# BIOS mal flasheada, AYUDA!



## vientozonda (Ago 28, 2009)

Hola amigos del foro, tengo en reparación una mother board tipo ECS 945GCT - M la cual fue flasheada por el dueño (BIOS), el tema es que enciende pero no tira imagen, nada de nada!
Mi pregunta es: ¿se puede retirar la bios y reprogramarla nuevamente?, ¿alguien tiene algún diagrama para construir una interfase y hacerlo fuera de la pc?
La bios es un pequeño integrado montado en zócalo de 8 pines.
Les agradecería cualquier dato que me pudieran aportar, desde ya muchas gracias!


----------



## Chico3001 (Ago 29, 2009)

Creo que no te vendria nada mal una leida a este tema:

https://www.forosdeelectronica.com/f36/hacer-preguntas-manera-inteligente-19957/

De todos modos no creo que puedas hacer mucho por ella... la bios ya no es tan facil de desoldar a menos que cuentes con un cautin de aire caliente.... 

Si el problema solo es video intenta poniendo una tarjeta externa de video por que me suena que se daño el chip de video integrado....


----------



## electrodan (Ago 29, 2009)

Chico, leíste mal?
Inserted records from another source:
PR #523, opened 2022-04-12
feat(vc): store vc in decentralized-web-node

Harasz:
### Contributor checklist

### DIFF
--- a/src/modules/verifiable-credentials/storage-client.ts
+++ b/src/modules/verifiable-credentials/storage-client.ts
@@ -4,13 +4,28 @@ import {
   CredentialSubject,
 } from '@ew-did-registry/credentials-interface';
 import { AxiosInstance } from 'axios';
+import { CID } from 'multiformats/cid';
+import * as json from 'multiformats/codecs/json';
+import { sha256 } from 'multiformats/hashes/sha2';
+import { v4 } from 'uuid';
 import { CacheClient } from '../cacheClient';
+import { SignerService } from '../signer';
+import {
+  WebNodeRequestObject,
+  WebNodeResponseObject,
+  StoreVcResult,
+  WebNodeWriteMessage,
+  WebNodeQueryMessage,
+  WebNodeReply,
+} from './types';
 
 export default class VCStorageClient {
-  private _http: AxiosInstance;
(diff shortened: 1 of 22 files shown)


src/modules/verifiable-credentials/storage-client.ts
```diff
@@ -22,4 +32,80 @@ export default class VCStorageClient {
...
+    if (response?.status?.code && response.status.code >= 400) {
+      throw new Error(response.status.message || 'Unknown error');
+    }
+
+    if (!response?.replies) {
+      throw new Error('No replies in response');
+    }
+
+    return response?.replies.map((replay) => {
+      if (replay?.status?.code && replay.status.code >= 400) {
```
jrhender, line 91: Minor typo, should be `reply`
```suggestion
    return response?.replies.map((reply) => {
      if (reply?.status?.code && reply.status.code >= 400) {
```

src/modules/verifiable-credentials/storage-client.ts
```diff
@@ -22,4 +32,80 @@ export default class VCStorageClient {
...
+      requestId: v4(),
+      target: 'vp',
+      messages,
+    };
+
+    const { data: response } = await this._http.post<
+      WebNodeResponseObject<[WebNodeWriteMessage]>
+    >(`/`, request, {
+      baseURL: 'webnode',
+    });
```
jrhender, line 80: How does this work with the `ssi-hub` authentication. I think it might work if using browser cookies, but the I think the axios instance in `CacheClient` potentially has an authentication token which it is sending as a Bearer Token. So maybe this call should be in the `CacheClient`?

jrhender: Ah sorry, I missed that `CacheClient` is coming in via the constructor. I think this is fine then

Harasz: We are using `axios` instance from `CacheClient`, so `CacheClient` is taking care of authentication. It's including cookies and headers to each request including to this from `webnode`

JGiter (approved):

JGiter (approved):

El dice que está montada en un zócalo de 8 pines... Ahora que lo pienso, no me lo creo. Lo siento, pero eso no es una BIOS.


----------



## Andrxx (Ago 30, 2009)

vientozonda dijo:


> Hola amigos del foro, tengo en reparación una mother board tipo ECS 945GCT - M la cual fue flasheada por el dueño (BIOS), el tema es que enciende pero no tira imagen, nada de nada!
> Mi pregunta es: ¿se puede retirar la bios y reprogramarla nuevamente?, ¿alguien tiene algún diagrama para construir una interfase y hacerlo fuera de la pc?
> La bios es un pequeño integrado montado en zócalo de 8 pines.
> Les agradecería cualquier dato que me pudieran aportar, desde ya muchas gracias!
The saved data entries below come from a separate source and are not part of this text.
PR #524, opened 2022-04-14
task/ICL-277 continue credential exchange

JGiter:
### Description

https://energyweb.atlassian.net/browse/ICL-277


jrhender:
@JGiter Could you rebase with develop when you have time please? That will make it easier to review 🙇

Mi profesor me contó que una vez le sucedió una cosa parecida, concretamente se trataba de que estaban actualizando una BIOS y durante este proceso se cortó el suministro y se quedó echada a perder, me contó que lo que hicieron fue con un ordenador arrancado, se sustraia la bios original y ponían la averiada y la actualizaban, luego se apagaba y la actualizada la ponian en el ordenador de origen. Entonces ya arrancaba pero yo esto no lo llegué a hacer, me lo contó mi profesor.


----------



## vientozonda (Ago 30, 2009)

Hola a todos amigos del foro, les comento que el único indicio de BIOS en esa mother es ese integrado montado en zócalo, supongo que es..., por eso pensé en retirarlo y regrabarlo.
Me interesa saber en detalle lo que comentó el colega acerca de colocarlo en otra mother y regrabarlo (no entiendo como hacerlo) solo pregunto, ¿no me provocaría el mismo efecto en la otra mother?
Les agradezco los consejos y aportes a todos, ¡saludos cordiales!


----------



## vientozonda (Ago 30, 2009)

Hola Chico3001, muy buena la lectura que me recomendaste, lo voy a tener muy en cuenta. Gracias.


----------



## Chico3001 (Ago 30, 2009)

electrodan dijo:


> Chico, leíste mal? El dice que está montada en un zócalo de 8 pines... Ahora que lo pienso, no me lo creo. Lo siento, pero eso no es una BIOS.



Tienes toda la razon....  posiblemente se trate de una EEPROM Serial y siendo ese el caso entonces es posible reflashearla usando un programador de EEPROMs que soporte las seriales....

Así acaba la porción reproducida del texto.